Opinion: Pete Davidson apologizes on Saturday Night Live


By Katie Athey , RT+ Executive Producer

“If any good came of this, maybe it was that for one day the left and the right finally came together to agree on something,” joked comedian Pete Davidson on Saturday Night Live’s Nov. 10 show. A week prior, Davidson was seen poking fun at retired Navy SEAL and congressman-elect Dan Crenshaw, comparing Crenshaw to a pirate.

Crenshaw wears an eye patch over his right eye due to injuries from an IED explosion in Afghanistan during his third combat tour. With a poor use of judgement, Davidson mocked the former lieutenant commander as a misguided bit on the show’s popular Weekend Update segment.

Davidson was not kidding when he said the left and right were finally able to agree on something. If you would have taken a popularity poll of Pete Davidson for the following week, the overwhelming majority would agree he was out of line and had no excuse to mock an American war hero.
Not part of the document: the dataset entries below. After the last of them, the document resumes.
PR #932, opened 2025-06-13
feat(compiler): support next.js with turbopack enabled

The-Best-Codes:
Working on compiler support for Turbopack in Next.js.

----

Edit:

## How to test this PR

1. Checkout the PR, reinstall deps, & rebuild:

   ```bash
   gh pr checkout 932
   pnpm install
   pnpm turbo build
   ```

2. Try a build in `demo/next-app`:

   ```bash
   # cd demo/next-app
   pnpm run build
   pnpm run start # try toggling translations in the browser
   ```

3. Enable Turbopack:

    You can optionally enable it in the Lingo config, or let it be auto-detected.

   ```diff
   // next.config.ts
   export default lingoCompiler.next({
     sourceLocale: "en",
     targetLocales: ["es", "ja", "fr", "ru", "de", "zh", "ar", "ko"],
     models: {
       "*:*": "groq:mistral-saba-24b",
     },
     useDirective: true,
   + turbopack: {
   +   enabled: true,
   + },
   })(nextConfig);
   ```

   You **must** at least make this change:

   ```diff
   -"build": "NODE_ENV=production next build",
   +"build": "NODE_ENV=production next build --turbo",
   ```

4. Try step `#2` again. It should work with Turbopack on!

----

For older versions of Next.js where the Turbopack config is in `experimental.turbo` instead of `turbopack`, you can set the `useLegacyTurbo` parameter in the Lingo.dev Turbopack object to `true`.


The-Best-Codes:
Not ready to merge yet FYI.

The-Best-Codes (commented):
Basically ready to merge, but I would like to go over my changes with a maintainer before merging anything. :)

mathio:
Hello @The-Best-Codes 

thank you for your PR. I just tested it locally and it works flawlessly! 

I see the logic from `load` and `transform` methods in [compiler/src/index.ts](https://github.com/The-Best-Codes/lingo.dev/blob/best/exp-turbopack-next/packages/compiler/src/index.ts) is duplicated in `lingoLoaderPath` in the [compiler/src/lingo-turbopack-loader.ts](https://github.com/The-Best-Codes/lingo.dev/blob/best/exp-turbopack-next/packages/compiler/src/lingo-turbopack-loader.ts). 

Can you extract this logic into single place, please? This will help in future so we dont need to update it multiple places. 

Thanks!

The-Best-Codes:
@mathio I centralized most of it into `_loader-utils.ts`, does it look okay?

mathio (approved):
This looks good, thanks 👍 

Unless @maxprilutskiy has any objections we will merge this tomorrow (on Friday) 🚀

mathio:
I just learned there is a `process.env.TURBOPACK` env variable available when running with turbopack. Do you think we could use that to detect it instead of introducing new compiler config? Eg:

```js
const isTurbopackEnabled = process.env.TURBOPACK === '1' || process.env.TURBOPACK === 'true';
```

@The-Best-Codes what do you think? Or is there any specific reason why this detection is not reliable and you'd prefer to have an explicit config?

Thanks!

The-Best-Codes:
@mathio 

Yep! I found out about that and was thinking about doing it in a separate PR, but I can do it in this one! You can also detect if the `--turbo` or `--turbopack` flag is present.

So my thinking was basically this. I will update the config to default to "auto" instead of false. So basically, `turbopack.enabled` could be `true | false | "auto"`. I will get to work on that right away!

mathio:
Do we need the setting at all? Why not leave it automatic and detect via
env var? I think no setting is simpler, unless you know about a case when
we want to force it to be true/false.

I tried using "argv" to detect the --turbo flag too, but it was not present
in every process on "next dev".

The-Best-Codes:
@mathio I think it's best to leave a setting especially for two main things:

- The user may want to force Turbo on or off
- The user may be using an older Next.js where `turbopack` is `experimental.turbo`, in which case they need to change that.

mathio:
Ok, that makes sense 👍

The-Best-Codes:
@mathio Updated!

maxprilutskiy:
@The-Best-Codes 👏 👏 👏

PR #1007, opened 2025-07-05
feat: support comments in i18n.json

davidturnbull:
The goal of this PR is to allow comments in the `i18n.json` file by parsing them as JSONC: https://jsonc.org/

This has a couple of benefits:

- if users have complex configurations, they can adequately comment them
- we can include comments in the code blocks that contain configuration (while still allowing users to copy/paste them)


mathio:
@davidturnbull love this idea 😍  I was missing this without even realizing it!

Even I, a Pete Davidson fanatic, would tell you it was out of line and disrespectful.

But what came to follow in this sequence of events would surprise most viewers of the late night comedy show. The next week Davidson would appear again on Weekend Update, but this time he would formally apologize to Crenshaw.
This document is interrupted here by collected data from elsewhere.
PR #5719, opened 2025-12-15
feat: Add duplicate ID validation in AgentOS

uzaxirr:
## Summary

Added a check for duplicate IDs among agents, teams, and workflows during initialization and resynchronization in the AgentOS.

## Type of change
- [ ] New feature
- [x] Improvement

---

## Checklist

- [ ] Self-review completed

---

## Additional Notes

### DIFF
--- a/cookbook/06_agent_os/advanced_demo/reasoning_model.py
+++ b/cookbook/06_agent_os/advanced_demo/reasoning_model.py
@@ -1,0 +1,38 @@
+"""
+Example showing a reasoning Agent in the AgentOS.
+
+You can interact with the Agent as normally. It will reason before providing a final answer.
+You will see its chain of thought live as it is generated.
+"""
+
+from agno.agent import Agent
+from agno.models.anthropic import Claude
+from agno.run.agent import RunEvent  # noqa
+from agno.os import AgentOS
+
+# Create an agent with reasoning enabled
+agent = Agent(
+    reasoning_model=Claude(
+        id="claude-sonnet-4-5",
+        thinking={"type": "enabled", "budget_tokens": 1024},
+    ),
+    reasoning=True,
+    instructions="Think step by step about the problem.",
+)
+
+# Setup our AgentOS app
+agent_os = AgentOS(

This apology was set apart from previous expressions of regret. SNL has always been an unapologetic comedy show that pushes the boundaries. In the past, if the show crossed a line, it would usually result in apologetic letters being sent from executive producers.  

When Bill Hader made a tasteless joke in a sketch about Down syndrome, the only action taken to apologize was a personal letter from Alan Wurtzel, SNL executive producer,  to the National Down Syndrome Society.  

The apology demonstrated by Davidson was heartfelt and professional. It was a different approach by SNL to have Davidson apologize personally to Crenshaw, but by adding comedic flare, the war hero was able to get his own sense of revenge on Davidson to further relieve the tension.

Davidson joked about unification between the right and left because they both agreed that he was a “terrible person.” Although this was a comical segue into his apology, it was a valid point into today’s strained political climate. But the more important point in the skit is that “Americans are able to forgive.”

This is a seemingly forgotten message in society these days, especially when it comes to celebrities. Famous personalities are put under the limelight for all of their actions to be displayed to the world.

Was Davidson out of line? Yes. But this does not mean he is unable to notice his actions were immature and come forth to apologize.

Crenshaw’s demonstration of forgiveness was a commendable achievement especially because he was crossing partisan lines. Not only did it return a more positive reputation to Davidson and SNL, it was able to portray an even more important message to viewers.